One reason was that a copy had reached the Angel City “Evening Booster,” most popular of newspapers, printed in green, five editions per day. The second edition, on the streets about noon, carried a “streamer head” across the front page:
Red Nest at University!
Bolshevik Propaganda at S. P. U.
There followed a two-column story, carried over to page fourteen, giving a lurid account of “The Investigator’s” contents, including the most startling of the facts about the hiring of athletes for the university, and the whole text of the satiric poem about God—but alas, only a very brief hint as to what Harry Seager had told about Siberia. A little later in the day came the rivals of the “Evening Booster,” the “Evening Roarer” and the “Evening Howler”; they had been scooped one whole edition, but they made up for it by a mass of new details, some collected by telephone, the rest made up in the editorial offices. Said the “Evening Roarer”:
Red College Plot Unearthed
and it went on to tell how the police were seeking Russian agents who had made use of Southern Pacific students to get their propaganda into print.
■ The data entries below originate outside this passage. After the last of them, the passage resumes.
PR #2388, opened 2023-08-09
[Torch Dialect] add folder for aten.any.bool

JianzheXiao:
Aviod error occured in runtime.assert in stablehlo


lib/Dialect/Torch/IR/TorchOps.cpp
```diff
@@ -1437,6 +1437,23 @@ OpFoldResult AtenBoolIntOp::fold(FoldAdaptor adaptor) {
...
 }
 
+//===----------------------------------------------------------------------===//
+// AtenAnyBoolOp
+//===----------------------------------------------------------------------===//
+
+OpFoldResult AtenAnyBoolOp::fold(FoldAdaptor adaptor) {
+  SmallVector<bool> inputList;
+  if (!matchPattern(getSelf(), m_TorchListOfConstantBools(inputList)))
+    return nullptr;
```
qingyunqu, line 1447: I think we can implement a more aggressive folder in future. We can match a `torch.List.Construct` and if we find that any operand of `torch.List.Construct` is `torch.constant.bool true`, just fold it to `true`.

JianzheXiao: Fixed

lib/Dialect/Torch/IR/TorchOps.cpp
```diff
@@ -1437,6 +1437,22 @@ OpFoldResult AtenBoolIntOp::fold(FoldAdaptor adaptor) {
   return nullptr;
 }
 
+//===----------------------------------------------------------------------===//
+// AtenAnyBoolOp
+//===----------------------------------------------------------------------===//
+
+OpFoldResult AtenAnyBoolOp::fold(FoldAdaptor adaptor) {
+  auto inputConsturct = getSelf().getDefiningOp<Torch::PrimListConstructOp>();
```
ramiro050, line 1445: Drive by comment: need to check that the defining op is indeed a `PrimListConstructOp` and that the list is not mutated. Similar to this: 

https://github.com/llvm/torch-mlir/blob/139e820e15fc441fe90f595ee927035304b5b606/lib/Dialect/Torch/IR/TorchOps.cpp#L1931-L1933

ramiro050, line 1445: nit: inputConst**r**u~r~ct

JianzheXiao:
@powderluv Hi! Could you please help fix the CI failure (git checkout error)?

PR #2391, opened 2023-08-10
Add handling of namespaces to library generator

ramiro050:
When using custom ops, sometimes PyTorch will insert namespaces to the abstract interpretation function name in the format: `__torch__.{namespace_1}.{namespace_2}...{op_name}`.  The extra namespaces are not part of the abstract interpretation function name, so it needs to be removed before generating the library of MLIR snippets of abstract interpretation functions. This commit adds support for removing the namespace information.


ramiro050:
@nithinsubbiah, this should fix your issue.

vivekkhandelwal1 (approved):

PR #2398, opened 2023-08-15
[TOSA] Fix conversion for depthwise convolutions

simon-camp:


test/Conversion/TorchToTosa/linear.mlir
```diff
@@ -0,0 +1,74 @@
+// RUN: torch-mlir-opt <%s -convert-torch-to-tosa -split-input-file -verify-diagnostics | FileCheck %s
```
eric-k256, line 1: Rather than adding lit tests, preference in the torch-mlir project is to use e2e testing. 
The file e2e_testing/xfail_sets.py has the TOSA_PASS_SET defined in it, which is the working e2e tests for the TOSA backend. 

Looking at the test suite, (python/torch_mlir_e2e_test/test_suite), the ConvolutionModule2DGroups_basic should test the new functionality you've added. You should only need to enable this test, and then can verify that it passes. Presumably it fails without your change.

Once the e2e test is working, this file is no longer needed.

eric-k256 (changes requested):
The code itself looks good. The only change needed is the e2e testing change.

test/Conversion/TorchToTosa/linear.mlir
simon-camp: I've added tests for depthwise and grouped convolutions with statically shaped weights and updated `xfail_sets.py` accordingly.

eric-k256 (approved):
Thanks for the test update, looks good to me.
The build failure appears unrelated to this change, I can see other builds hitting the same failure.

marbre:
@eric-k256 @silvasean Does one of you squash an merge or should I take over?

eric-k256:
Either way can work, but to save time, I squashed and merged.

PR #2402, opened 2023-08-17
Prototype passes for lowering quantized group matmul

jinchen62:


lib/Conversion/TorchToLinalg/Linear.cpp
```diff
@@ -427,6 +427,166 @@ class ConvertAtenMatmulOp : public OpConversionPattern<AtenMatmulOp> {
...
 } // namespace
 
+namespace {
+class ConvertCustomQuantizedMatmulOp : public OpConversionPattern<OperatorOp> {
+public:
+  using OpConversionPattern::OpConversionPattern;
+  LogicalResult
+  matchAndRewrite(OperatorOp op, OpAdaptor adaptor,
+                  ConversionPatternRewriter &rewriter) const override {
+    if (op.getName().str() != "quant.matmul_rhs_group_quant") {
```
ramiro050, line 437: I don't think torch-mlir is the right place for patterns like this one (matching on `OperatorOp`). A few of the reasons being:

1. it cannot be e2e tested
2. It reserves a name for a custom op preventing other users of torch-mlir from using their own custom version of `quant.matmul_rhs_group_quant`
3. It would open the gates for people to add their own custom op patterns, increasing the complexity of the codebase in unwanted ways

stellaraccident: I think this is exactly what torch-mlir is for: The PyTorch ecosystem has a large variety of custom ops and trying to stick to some "pure" subset is not pragmatic or aligned with how PyTorch is actually used.

With that said, I think that this patch needs a bit of work:

1. The right way to test these kinds of conversions is with lit, not e2e tests. There needs to be lit tests to verify.
2. I think that we need either: a) opt-in conversions for these kinds of patterns that preserves optionality or b) not sitting on generic names.

This kind of codebase works best (and is the most aligned with PyTorch) if new things emerge at the edges of the codebase and migrate "core-ward" as things go. For this, I would prefer that if this op is showing up in some PyTorch downstream (I think this is coming from brevitas), then it would be better if it was named that as that wouldn't stop other people from doing anything else. Then I would have a separate CPP file with these patterns like `BrevitasCustomConversions.cpp` to keep it all isolated.

So three action items from me:

1. Lit tests please for these custom conversions.
2. Namespace things for the projects that are driving it so that others can have similar things without stomping on common names prematurely.
3. Segregate custom op lowerings into their own CPP file (i.e. `BrevitasCustomConversions.cpp`) to keep things tidy as we see where things go.

My approach to flood-gates is to see if we actually have a problem vs blocking progress. In this case, segregating into its own CPP file isolates things, and if 3 months from now, we find we have 10 of these things, then we can organize it a bit better/add opt-in/etc.

ramiro050: > I think this is exactly what torch-mlir is for: The PyTorch ecosystem has a large variety of custom ops and trying to stick to some "pure" subset is not pragmatic or aligned with how PyTorch is actually used.

My concern/opposition was regarding patterns on `OperatorOp`. I've done a lot of work on developing the custom op story for torch-mlir, so I am in full agreement with you that having support for custom ops is of high importance. Currently users can create custom ops and have them reach the backend contract. How the custom ops get from the backend contract to a backend is still to be designed, and is the kind of feature that will have big impact on users of torch-mlir, so I think we need to come up with a good design.

> The right way to test these kinds of conversions is with lit, not e2e tests. There needs to be lit tests to verify.

This is a big change from the way things have operated in torch-mlir (see our [testing guidelines](https://github.com/llvm/torch-mlir/blob/main/docs/architecture.md#dos-and-donts-for-unit-vs-end-to-end-testing)). I think it is important to set contribution expectations clearly in order to be fair to all contributors. I'm not opposed to having guidelines evolve to adapt to the new user requirements, but this is the type of change that we should get the community involved in.

> This kind of codebase works best (and is the most aligned with PyTorch) if new things emerge at the edges of the codebase and migrate "core-ward" as things go. 

While I agree with the sentiment, I think we need to set expectations clearly with community involvement. My understanding of the plan outlined here is that we will have essentially a Brevitas dialect in torch-mlir. There have been folks working on another custom dialect in torch-mlir (TCP), and attempts to merge into main have been blocked because a full e2e flow supporting a model like Resnet is still missing. While I understand that the dialects, TCP and Brevitas, are slightly different, they are still a form of custom dialect that is being added to torch-mlir, and I think they should be held to similar standards.

> My approach to flood-gates is to see if we actually have a problem vs blocking progress. In this case, segregating into its own CPP file isolates things, and if 3 months from now, we find we have 10 of these things, then we can organize it a bit better/add opt-in/etc.

My approach, at least in torch-mlir, is to try to not block progress, but at the same time think of long term implications. All of this to mean, I think this is the type of addition that would benefit from an RFC :) 

Lastly, I do want to emphasize that I care about the custom op functionality in torch-mlir. While my involvement in torch-mlir is a bit limited at the moment, I am happy to help as much as possible to develop a good solution for users.

silvasean: I think if we are merging this into main it would make sense to add this to the torch dialect just as a regular op, rather than using OperatorOp. This would also include migrating the shape and dtype functions for this op into main along with this conversion pattern, otherwise it leaves lots of details in unspecified downstream flows, which fragments the community and prevents users from remixing each other's contributions.

The point of OperatorOp is for ops that are not recognized by torch-mlir. It's not about choosing a subset, but more about using the right tool (OperatorOp vs recognized op) depending on the level of "core-ness". The namespacing at the Torch operator registry level should be enough to disambiguate such cases and avoid conflicts.



I am also wary of not e2e testing this -- how difficult would it be to somehow enable that? What's the specific technical blocker? My experience is that lit testing for this kind of change basically becomes change-detector tests that people blindly update, which moves meaningful test failures into downstream whole-hog integration tests, which is contrary to the principle of catching failures as early as possible.

Having "dangling" e2e-untested functionality in our main branch is hard to back out from. I think if you want to steer the project more in that direction @stellaraccident that's okay, but we should acknowledge it is a shift in project strategy and maybe modify some documentation accordingly (e.g. here: https://github.com/llvm/torch-mlir/blob/main/docs/architecture.md#testing). Up until now I have been trying really hard to avoid "dangling" functionality, but I can see value in a strategy that tries to manage it -- could have velocity advantages, among other things.

lib/Dialect/TorchConversion/Transforms/ConvertCustomQuantOp.cpp
```diff
@@ -0,0 +1,225 @@
...
+    Type newResultType = getTypeConverter()->convertType(op.getType(0));
+    auto resultType = newResultType.cast<RankedTensorType>();
+    if (!resultType) {
+      return failure();
+    }
+    auto resultShape = resultType.getShape();
+    Type elementType = resultType.getElementType();
+
+    // expand lhs
+    std::vector<int64_t> lhs_expandedShape = {lhsShape[0], lhsShape[1],
```
stellaraccident, line 103: Nit: `lhsExpandedShape`

lib/Dialect/TorchConversion/Transforms/ConvertCustomQuantOp.cpp
```diff
@@ -0,0 +1,225 @@
...
+    }
+    auto lhsShape = lhsType.getShape();
+    int lhs_reduct_dim_size = lhsShape.back();
+
+    Value q_rhs = adaptor.getOperands()[1];
+    auto rhsType = q_rhs.getType().cast<RankedTensorType>();
+    if (!rhsType) {
+      return failure();
+    }
+    auto rhsShape = rhsType.getShape();
```
stellaraccident, line 57: Nit: These should all be `camelCase` per LLVM style.

stellaraccident: (here and throughout, please)

lib/Dialect/TorchConversion/Transforms/UnpackQuantTensor.cpp
```diff
@@ -0,0 +1,141 @@
...
+
+    OpOperand *use = constOp.getResult().use_begin().getOperand();
+    auto op = dyn_cast<OperatorOp>(use->getOwner());
+    if (!op)
+      return failure();
+
+    if (use->getOperandNumber() != 1)
+      return failure();
+
+    if (op.getName().str() != "quant.matmul_rhs_group_quant") {
```
stellaraccident, line 41: We should really invert this pattern: It should be anchoring on the `quant.matmul_rhs_group_quant` and then getting the producer for the weights and applying the unpacking.

lib/Dialect/TorchConversion/Transforms/UnpackQuantTensor.cpp
```diff
@@ -0,0 +1,141 @@
...
+    ValueTensorType newRhsType = ValueTensorType::get(
+        rewriter.getContext(), tensorShape, unpackedElementType);
+
+    auto elements = constOp.getValueAttr().dyn_cast<DenseIntElementsAttr>();
+    if (!elements)
+      return failure();
+
+    auto attrType = RankedTensorType::get(tensorShape, unpackedElementType);
+
+    // This is terrible but idk what else to do.
```
stellaraccident, line 96: This is going to be quite bad for performance and memory usage. I think that ultimately, we don't want this pass doing this kind of constant twiddling at all, and we want to rely on constant evaluation in backends that support it.

Ideally, what we should be doing is materializing IR that does the conversion from a quantized type to a pure integer type. That will look substantially different from what you have here.

test/Dialect/TorchConversion/unpack-quant-tensor.mlir
```diff
@@ -0,0 +1,12 @@
+// RUN: torch-mlir-opt %s -torch-unpack-quant-tensor | FileCheck %s
+
+// CHECK-LABEL: func @forward
```
stellaraccident, line 3: I do need to ask you to actually verify the converted constants, given that the main thing the pass is doing is bit twiddling.

stellaraccident: Since you also changed the type legality code to include i4, I would like to see at least a variant of that.

test/Dialect/TorchConversion/convert-custom-quant-op.mlir
```diff
@@ -0,0 +1,12 @@
+// RUN: torch-mlir-opt %s -torch-convert-custom-quant-op -verify-diagnostics | FileCheck %s
+
+// CHECK-LABEL: func @forward
```
stellaraccident, line 3: This needs to check the conversion result, not just that it converts.

include/torch-mlir/Dialect/TorchConversion/Transforms/Passes.h
```diff
@@ -57,6 +57,9 @@ std::unique_ptr<OperationPass<ModuleOp>> createFuncBackendTypeConversionPass();
 std::unique_ptr<OperationPass<func::FuncOp>>
 createFinalizingBackendTypeConversionPass();
 
+std::unique_ptr<OperationPass<func::FuncOp>> createUnpackQuantTensorPass();
```
stellaraccident, line 60: Can we please add a comment:

```
// These passes do a one-off conversion of a specific kind of quantized group matmul as a prototype.
// Generalized quantized operation handling will likely obviate them but that are being carried for now in order
// to unblock progress on full integrations. See <<insert new issue here>> for the plan to support a more
// generalized lowering for these graphs.
```

stellaraccident (changes requested):
Hi - there are a number of issues I've noted with this patch as written that we need to address.

In addition, it is pretty clear to me that this is a stopgap on the way to more robust handling of these kinds of quantized graphs. I've suggested verbiage around the passes to indicate as such, and we should have an issue tracking it.

In addition, I would recommend renaming the patch to "Prototype passes for lowering quantized group matmuls."

include/torch-mlir/Dialect/TorchConversion/Transforms/Passes.h
stellaraccident: Can you also include verbiage like this in the Passes.td file for the passes and add that they should not be included in default lowering flows until further along.

lib/Conversion/TorchToLinalg/Linear.cpp
stellaraccident: > Having "dangling" e2e-untested functionality in our main branch is hard to back out from. I think if you want to steer the project more in that direction @stellaraccident that's okay, but we should acknowledge it is a shift in project strategy and maybe modify some documentation accordingly (e.g. here: https://github.com/llvm/torch-mlir/blob/main/docs/architecture.md#testing). Up until now I have been trying really hard to avoid "dangling" functionality, but I can see value in a strategy that tries to manage it -- could have velocity advantages, among other things.

Thanks, Sean -- I do appreciate the uphill battle of keeping things tidy. Looking at the entire design of these quantization schemes, I think there is a lot of work to do here to make a robust pipeline for lowering these *kinds* of things, and I've asked that https://github.com/llvm/torch-mlir/issues/2417 be opened to elaborate and track this. It is actually quite helpful for me (and I assume others) to see the, let's call it "direct", way to cut this into the system in order to get some early momentum.

I think that there is a fairly big difference between having dangling features enabled in the default flows and having some passes available that let us paper over a fairly wide area to get started by a subset of the community who opts in. The former needs to be coherent and rationalized while the latter really is "it does what the lit test says". It might just be me, but when I see something like this that is breaking ground on an entire area of work, I like to see it isolated vs baked in. For that, having some "on the side" passes/patterns for getting started, as long as properly called out as such helps unlock the full pipeline. As an example, having had the programs that this work enables available has enabled multiple months of work across three different companies to get a backend in shape to be able to even do this, and it has caused the refinement of a lot of thought about *how to do it*.

> My approach, at least in torch-mlir, is to try to not block progress, but at the same time think of long term implications. All of this to mean, I think this is the type of addition that would benefit from an RFC :)
> Lastly, I do want to emphasize that I care about the custom op functionality in torch-mlir. While my involvement in torch-mlir is a bit limited at the moment, I am happy to help as much as possible to develop a good solution for users.

Thanks Ramiro - we're all trying to do the right thing here. For me, I've watched this slice of work trying to get a foothold for several months, and it is a real chicken and egg situation: we don't know exactly what we need until we get some backend capabilities straightened out (when this started, sub-byte types didn't work *at all* properly in *any* backend and it tooks months to straighten that). Then we come back and straighten more of the frontend out. We've got to be able to support that cycle pragmatically and without disrupting the default flows. That is just LLVM dev policy kind of stuff. It isn't clear to me yet that we will end up with a "Brevitas" dialect or rather this is just the starting point. I can almost see a way to generalize all of this, but not there yet. Let's get a couple more laps on the feature and see where it goes.

stellaraccident (approved):
This looks reasonable to me at this point for what it is, but let's let the open comment thread get responses before landing.

lib/Conversion/TorchToLinalg/Linear.cpp
powderluv: As discussed in the community meeting we will land this as a stepping stone towards better support for these kind of quantized matmuls etc. Opened https://github.com/llvm/torch-mlir/issues/2417 for tracking the overall effort.

PR #399, opened 2020-12-26
[Fix] Fix signal_zerocrossings indexing issues

jluby:
# Description

Throughout the package, signal_zerocrossings is used to find indices where signal crosses 0. Before calling signal_zerocrossings, signals are, correctly, checked to ensure that peaks[current_idx] is positive and peaks[next_idx] is negative. However, peaks[current_idx:next_idx] is used in the signal_zerocrossings call, excluding peaks[next_idx] value. When signal is positive until x[next_idx], the function currently throws error.

# Proposed Changes

All signal_zerocrossings calls are changed so that the second peak is included in signal_zerocrossings calls. That is, peaks[current_idx:next_idx] becomes peaks[current_idx:next_idx+1] in all cases.


DominiqueMakowski:
Looks good, thanks a lot!

Issue #407, opened 2021-01-25
ECG signal quality classifier by Zhao (2018)


DominiqueMakowski:
- [Zhao, Z., & Zhang, Y. (2018). "SQI quality evaluation mechanism of single-lead ECG signal based on simple heuristic fusion and fuzzy comprehensive evaluation". Frontiers in Physiology, 9, 727.](https://www.frontiersin.org/articles/10.3389/fphys.2018.00727/full)
- Current implementation in biosppy by @TiagoTostas: PIA-Group/BioSPPy#75

> This SQI takes makes use of four different quality indexes. Each one of the four indexes is classified as either optimal, suspicious or unqualified and these are then used to classify the signal according to the following function:
<img width="469" alt="Screenshot 2021-01-24 at 21 07 44" src="https://user-images.githubusercontent.com/39189659/105642151-428c8280-5e88-11eb-95d4-75d02e32b75e.png">

> Using one detector makes it impossible to extract one of the features, the matching degree between the QRS, sSQI. You could adjust the decision rule and use only the other indexes three indexes (power of baseline, power of QRS and kurtosis of the signal). Any particular reason for that?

The “Evening Howler,” which went in especially for “human interest stuff,” featured the ring-leader of the conspiracy:
Millionaire Red in College!
Son of Oil Magnate Backs Soviets!
And it scooped its rivals by having a photograph of Bunny, which it had got by rushing a man to the Ross home, and informing Aunt Emma that Bunny had just been awarded a prize for the best scholarship record in ten years. The good lady was so excited, she sent the butler out to the corner drug-store three times, to see if the “Evening Howler” had arrived with the story of that prize!